PROBLEM DESCRIPTION: Output the material exactly, with every line intact.

TASK DATA:
PR #3532, opened 2024-04-03
Breakdown total `utility_type` and partial `in_rate_base` in rate base table

### LINKED ISSUE #3530: break down of `utility_type=="total"` and null/partial in_rate_base records
## Goal:
- Have all records feeding into the rate base table be broken down into specific `utility_type`'s based on the annual utility report break down. 
- Have all partial (or null) `tags_in_rate_base` records be broken down into either in rate base or not in rate base based on the annual utility break down.

## Questions
The first question is about ordering of these breakdowns: Should we split up the null in_rate_base records first and then split the total utility_type records but do the latter using only the records that are in rate base (including the null records that got broken down)? Or should we do these breakdowns independently (i.e. calculate a in/out of rate base ratio and then calculate a utilty_type ratio and apply that)? I set it up to do the `utility_type` breakdown first and then the `in_rate_base` breakdown. Intuitively I don't think it should matter what order this happens in but it was just something I wanted to flag.

Negative values. A lot of the weirdness here resulted from negative values for the utility/year grouped `ending_balance`. I was able to get to a process that felt reasonable via `get_split_col_ratio` but I'd like to just double check that that methodology is what is desired here.

## Remaining TODOS -> now both done
- DONE - I expect the new `ending_balance` to be the same pre and post this treatment but it's off... only by a small amount but that could be illuminating a real problem:`New ending balance is not the same as the old ending balance: new_balance=2842690360221.375, old_balance=2842635943306.375`. fixed by fillna(1) on the null ratios (some util/years only have unlabeled records)
- DONE - Doing the breakdown was junking up 2021 (total in rate base $$ spiked). i suspect its from something from the 2021 subtotal correction tags: this did indeed get fixed.

### LINKED ISSUE #3534: Second Review of Rate Base
Hi again @jrea-rmi  let's do this review again! Follow up #3479

### This that are still in progress:
- #3309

RESPONSE FOR THIS EXERCISE:
PR #3532, opened 2024-04-03
Breakdown total `utility_type` and partial `in_rate_base` in rate base table

### LINKED ISSUE #3530: break down of `utility_type=="total"` and null/partial in_rate_base records
## Goal:
- Have all records feeding into the rate base table be broken down into specific `utility_type`'s based on the annual utility report break down. 
- Have all partial (or null) `tags_in_rate_base` records be broken down into either in rate base or not in rate base based on the annual utility break down.

## Questions
The first question is about ordering of these breakdowns: Should we split up the null in_rate_base records first and then split the total utility_type records but do the latter using only the records that are in rate base (including the null records that got broken down)? Or should we do these breakdowns independently (i.e. calculate a in/out of rate base ratio and then calculate a utilty_type ratio and apply that)? I set it up to do the `utility_type` breakdown first and then the `in_rate_base` breakdown. Intuitively I don't think it should matter what order this happens in but it was just something I wanted to flag.

Negative values. A lot of the weirdness here resulted from negative values for the utility/year grouped `ending_balance`. I was able to get to a process that felt reasonable via `get_split_col_ratio` but I'd like to just double check that that methodology is what is desired here.

## Remaining TODOS -> now both done
- DONE - I expect the new `ending_balance` to be the same pre and post this treatment but it's off... only by a small amount but that could be illuminating a real problem:`New ending balance is not the same as the old ending balance: new_balance=2842690360221.375, old_balance=2842635943306.375`. fixed by fillna(1) on the null ratios (some util/years only have unlabeled records)
- DONE - Doing the breakdown was junking up 2021 (total in rate base $$ spiked). i suspect its from something from the 2021 subtotal correction tags: this did indeed get fixed.

### LINKED ISSUE #3534: Second Review of Rate Base
Hi again @jrea-rmi  let's do this review again! Follow up #3479

### This that are still in progress:
- #3309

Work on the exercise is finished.